L’Allemagne devient-elle une puissance militaire?
Depuis son entrée en fonction il y a plus de deux ans, le Président fédéral allemand Joachim Gauk multiplie les déclarations symboliques. Tout en visant à apaiser le traumatisme, toujours vivace de la Seconde Guerre Mondiale, il appelle de ses vœux une implication « plus résolue et plus fondamentale » de l’Allemagne à l’extérieur. Ces déclarations témoignent d’une évolution des mentalités en Allemagne concernant l’armée.
Depuis une quinzaine d’années l’Allemagne semble peu à peu reconsidérer son rôle à l’international. En effet, en 1999 la Bundeswehr (armée fédérale) participe aux opérations de l’OTAN au Kosovo : c’est la première fois depuis la Seconde Guerre Mondiale que des soldats allemands sont envoyés à l’étranger. Au 14 juillet 2014, l’Allemagne est présente sur seize champs d’opération différents dans le monde : près de 4500 soldats sont déployés, dont plus de la moitié en Afghanistan.
Cet état de fait témoigne d’une volonté de la diplomatie allemande de trouver une alternative à la très forte prudence qui caractérisait jusqu’alors sa politique en matière militaire. La réorientation stratégique des Etats-Unis vers le Pacifique amène l’Allemagne a reconsidérer ses responsabilités en Europe.
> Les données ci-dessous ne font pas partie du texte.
PR #3161, opened 2025-08-01
[JEWEL-920] Add Detekt Compose rules to the project

rock3r:
We now apply additional Compose rules to our Detekt checks. The rules are documented at https://mrmans0n.github.io/compose-rules/rules/

A couple of rules have been disabled as they do not apply to Jewel as a library. The rules JAR was added to the repository so that it can also be used by the IntelliJ Detekt plugin, and show issues in the IJ editor.

This applies trivial fixes from the rules, leaving challenging ones for a later time (suppressed and filed tech debt issues to fix them).

> ### 🚨 IMPORTANT REQUEST
> I'd appreciate it if when reviewing this PR y'all did some smoke testing, too. I did it, and it's fine, but just in case...

Notable changes from applying the rules:
 * Fixed a bug in `BasicLazyTree` where a derived state was not remembered
 * Fixed a bug in `ButtonImpl` where the `onStateChange`, accessed in a `LaunchedEffect`, was not used as a key to the effect
   * This effectively was not causing issues as it’s a private impl and we control the lambdas, but was a mistake nonetheless
   * We have recently fixed a similar bug in JEWEL-868
 * Fixed the same kind of bug in `ListComboBox`
 * Fixed the same kind of bug in `CircularProgressIndicator`
 * Fixed several missing remember keys in `PopupMenu`'s `MenuContent`
 * Fixed a bug in `ContextMenu` where the focus manager and input mode manager were not remembered
 * Deprecated several mistakenly public APIs in `Menu.kt`, and made them to delegate to a now-private implementation, so the public one can be safely removed in the future
 * Made sure there is no indication set by default, instead of the stock one provided by Compose
 * Adjusted the signature of many internal composables
 * Improved the SLC and tree samples in the showcase
 * Added a simpler variant to `Modifier.outline()`
 * Removed duplication in `ComboBox` implementations by making the string-based variant
   delegate to slot-based one

This also adds an artefact configuration, so that we get a JAR for our own Detekt rules plugin when the IDE is built from JPS.

### ⚠️ Important Changes
 * The default `Indication` has been set to a no-op implementation in both standalone and bridge, instead of the previous default implementation we inherited from Compose. We handle visual states separately from the `Indication` API, and as such this would only cause visual issues when using certain modifiers (e.g., `selectable`)
 * The experimental slot-based `ComboBox` overload has changed in a **breaking** way by reordering its parameters

### New features
 * Added a simpler variant to `Modifier.outline()`

### Bug fixes
 * Fixed a bug in `BasicLazyTree` where the item background state was not properly remembered
 * Fixed a bug in `ListComboBox` where changing the `itemKeys` parameter value would not be picked up by the component until it exited and re-entered the composition
 * Fixed a bug in `CircularProgressIndicator` where changing the `frameRetriever` parameter value would not be picked up by the component until it exited and re-entered the composition
 * Fixed a bug where the `PopupMenu` was over-remembering some internal state

### Deprecated API
 * Deprecated several APIs in `Menu.kt` that were left public by mistake so they can be made private as they should, in the future


platform/jewel/ui/src/main/kotlin/org/jetbrains/jewel/ui/component/RadioButton.kt
```diff
@@ -145,16 +145,15 @@ public fun RadioButtonRow(
...
         enabled = enabled,
         outline = outline,
         interactionSource = interactionSource,
         style = style,
         textStyle = textStyle,
         verticalAlignment = verticalAlignment,
-    ) {
-        Text(text)
-    }
+        { Text(text) },
```
faogustavo: Nit: naming this param?

platform/jewel/ui/src/main/kotlin/org/jetbrains/jewel/ui/component/ScrollableContainer.kt
```diff
@@ -101,18 +101,22 @@ public fun VerticallyScrollableContainer(
             )
         },
         horizontalScrollbar = null,
-        modifier = modifier.withKeepVisible(style.scrollbarVisibility.lingerDuration, scope) { keepVisible = it },
         scrollbarStyle = style,
-    ) {
-        Box(Modifier.layoutId(ID_CONTENT).verticalScroll(scrollState, reverseScrolling = reverseLayout)) { content() }
-    }
+        modifier = modifier.withKeepVisible(style.scrollbarVisibility.lingerDuration, scope) { keepVisible = it },
+        {
```
faogustavo: Nit: Should we move this lambda out or name it?

platform/jewel/ui/api-dump-experimental.txt
```diff
@@ -1,5 +1,5 @@
 f:org.jetbrains.jewel.ui.component.ComboBoxKt
-- *sf:ComboBox-05tvjtU(androidx.compose.ui.Modifier,androidx.compose.ui.Modifier,Z,org.jetbrains.jewel.ui.Outline,F,androidx.compose.foundation.interaction.MutableInteractionSource,org.jetbrains.jewel.ui.component.styling.ComboBoxStyle,kotlin.jvm.functions.Function0,kotlin.jvm.functions.Function0,org.jetbrains.jewel.ui.component.PopupManager,kotlin.jvm.functions.Function2,kotlin.jvm.functions.Function2,androidx.compose.runtime.Composer,I,I,I):V
+- *sf:ComboBox-8u0NR3k(kotlin.jvm.functions.Function2,kotlin.jvm.functions.Function2,androidx.compose.ui.Modifier,androidx.compose.ui.Modifier,Z,org.jetbrains.jewel.ui.Outline,F,androidx.compose.foundation.interaction.MutableInteractionSource,org.jetbrains.jewel.ui.component.styling.ComboBoxStyle,kotlin.jvm.functions.Function0,kotlin.jvm.functions.Function0,org.jetbrains.jewel.ui.component.PopupManager,androidx.compose.runtime.Composer,I,I,I):V
```
DanielSouzaBertoldi, line 2: Even though it's an experimental api, shouldn't we mention this breaking change in the release notes?

platform/jewel/ui/src/main/kotlin/org/jetbrains/jewel/ui/component/Dropdown.kt
```diff
@@ -53,7 +52,7 @@ import org.jetbrains.jewel.ui.outline
 import org.jetbrains.jewel.ui.painter.hints.Stateful
 import org.jetbrains.jewel.ui.theme.dropdownStyle
 
-@ScheduledForRemoval(inVersion = "2025.2")
+@Suppress("ComposableParamOrder")
```
DanielSouzaBertoldi, line 55: I see that there are some suppress annotations for ComposableParamOrder that are commented with "// To fix in JEWEL-929" while others are not.

Should we just fix those that are actively followed by the comment or should we fix all of these Composables being supressed?

platform/jewel/ui/api-dump.txt
```diff
@@ -993,7 +981,7 @@ org.jetbrains.jewel.ui.component.banner.BannerLinkActionScope
 f:org.jetbrains.jewel.ui.component.banner.ComposableSingletons$BannerLinkActionScopeKt
 - sf:INSTANCE:org.jetbrains.jewel.ui.component.banner.ComposableSingletons$BannerLinkActionScopeKt
 - <init>():V
-- f:getLambda$-1363944258$intellij_platform_jewel_ui():kotlin.jvm.functions.Function3
+- f:getLambda$-483619984$intellij_platform_jewel_ui():kotlin.jvm.functions.Function3
```
DanielSouzaBertoldi: This is a breaking change, as far as I know (please correct me if I'm wrong). Even though the `RowScope.BannerActionsRow` (now just `BannerActionsRow`) is an internal function, it's still part of the ABI (Application Binary Interface).

JVM doesn't understand `internal` declarations so the [Kotlin compiler compiles it as public in the JVM bytecode](https://kotlinlang.org/docs/java-to-kotlin-interop.html#visibility).

In other words, this breaks binary compatibility. If a module B depends on on our UI module and is using the current `RowScope.BannerActionsRow`, it'll try to use the old signature. If module B doesn't recompile our module it'll crash at runtime since it won't be able to find the expected signature.

However, I'm not sure if the problem is the removal of the `RowScope.` or the changes inside the function or both 🤔 

In this case I think the best approach is to deprecate the current `RowScope.BannerActionsRow` and any a new one with the new changes

rock3r: Yeah, this is _technically_ breaking, but as far as I understand, this only impacts non-Kotlin calling code. The Kotlin compiler would recognise `internal` and prevent external usages from Kotlin code.

Now, since this change is on composable functions, which can't be used from Java or any other non-Kotlin JVM language, I reckon this change is actually not "really" a change.

I cannot think of a single scenario where this change would _really_ be binary or source incompatible in practice. Happy to be proven wrong tho, if you have any in mind...

platform/jewel/ui/src/main/kotlin/org/jetbrains/jewel/ui/component/Dropdown.kt
rock3r: In this case I haven't added one because this is a deprecated API we'll drop sooner or later, so it's not worth the effort of creating a copy that is _also_ deprecated :)

platform/jewel/ui/api-dump.txt
DanielSouzaBertoldi: Hmmmm I'm by no means an expert in API breaking changes (yet! 😎), I'm questioning based on what I looked up last week while figuring out what could be potential breaking changes.

Like, suppose we created an IJ IDEA plugin and have Jewel as a dependency. Our plugin has a Composable with like something this:

```
Row {
    // This call is valid with Jewel v0.29 because BannerActionsRow
    // is an extension on RowScope.
    BannerActionsRow(spaceBetweenItems = 8.dp) {
        // cool code
    }
}
```

We compile our plugin against v0.29, and the resulting `.jar` file from our plugin (`CoolPlugin.jar`) now contains bytecode with a hardcoded reference to the method with `RowScope.BannerActionsRow`. We publish the plugin and everything's fine.

Then, suppose we ship this change in v0.30. We update our ✨ cool plugin ✨ build gradle to use the new v0.30 release of Jewel but we do not recompile our cool plugin source code. We push this update to JetBrains plugins marketplace.

When the end-user installs or updates our cool plugin, it'll have: `CoolPlugin.jar` still compiled agains v0.29, and the updated dependency v0.30. When the time comes to render our `Row`, it'll try to call `RowScope.BannerActionsRow` but since this signature doesn't exist anymore, the JVM will throw an `NoSuchMethorError` and crash.

Besides, I think it's safer to just trust the API dump and be reaaally careful with any minor change. Unless we are removing deprecated code, maybe we should just play it safe and avoid any changes to existing methods/classes/whatnot

Do you think my line of thought makes sense? I'm still not really familiar with plugin bundling, shipping and etc so maybe I'm overthinking this (again lol)

platform/jewel/ui/src/main/kotlin/org/jetbrains/jewel/ui/component/Dropdown.kt
DanielSouzaBertoldi: Hadn't checked if the composable was deprecated, my bad 😭

rock3r: No sweat :)

platform/jewel/ui/api-dump.txt
rock3r: I'm still convinced this is not a breaking change because of what I wrote earlier — you can only invoke this from Kotlin, and Kotlin respects `internal` — calling this from any other language will result in compiler errors anyway. However, while it's _technically_ not an issue, I agree with the principle of caution you're expressing, so I'm going with the deprecation and copy approach.

FWIW I am seriously thinking we should look into using [Metalava](https://android.googlesource.com/platform/tools/metalava/) as it feels a lot more competent than IJP's dumps... But I also don't want to end up _again_ into having two separate dumps :D

rock3r: Also for the record, this is in the `ComposableSingletons` generated class, which is invisible to users :)

DanielSouzaBertoldi: Yeah Metalava seems like a good alternative too, we could test it down the line :) Also, totally overlooked the fact this is from a generated class, but thanks for the discussion anyways 🙏🏻

rock3r: So, I checked with the Compose team:

>`ComposableSingletons` is supposed to be internal, so any changes to it do not impact binary compat

So we should make sure it's omitted from the dumps :)

rock3r:
Ready to merge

Le Président Gauck dans un discours de janvier 2014 souhaitait en effet une implication « plus résolue et plus fondamentale ». L’actuel ministre des Affaires étrangères, Frank-Walter Steinmeier, affirme quant à lui que l’Allemagne « est trop grande pour se limiter aux commentaires ».
Une telle volonté se traduit dans l’augmentation significative du budget du ministère de la Défense : près de 13% de plus entre 2008 et 2013.
Un vœu pieux plus qu’une vraie priorité
Malgré ces signaux favorables, l’Allemagne peine à affirmer cette politique. On soulève de nombreuses contradictions au sein de la classe politique : un membre du comité des affaires étrangères au Bundestag appelle à une intervention en Syrie mais affirme que les cinq membres permanents du Conseil de Sécurité « ont de grandes responsabilités ». Autrement dit, très peu pour l’Allemagne.
De nombreux politologues critiquent également la piètre qualité des commissions parlementaires aux affaires étrangères et à la défense, choisies par défaut, entraînant un débat lui aussi peu constructif.
D’autre part, si la Défense allemande voit son budget augmenter considérablement, elle croule sous des dépenses dites de « productivité » : en effet, ses militaires sont bien mieux payés qu’en France mais surtout, ses services sont assez mal organisés, suscitant un coût non négligeable.
Enfin, la politique poursuivie par l’actuelle ministre de la Défense allemande Ursula von der Leyen est assez surprenante. Elle se fixe pour objectif principale de faire de la Bundeswehr le « premier employeur de l’Allemagne », de la rendre familienfreundlich c’est-à-dire favorable à la vie de famille. Ainsi, elle souhaite encourager un travail à mi-temps des militaires ! Les priorités ainsi fixées sont il faut le dire très « politiquement correct » et n’abordent pas la question de la place de l’armée allemande à l’extérieur.
L’Allemagne peine donc toujours à affermir sa volonté de jouer un rôle sur la scène internationale.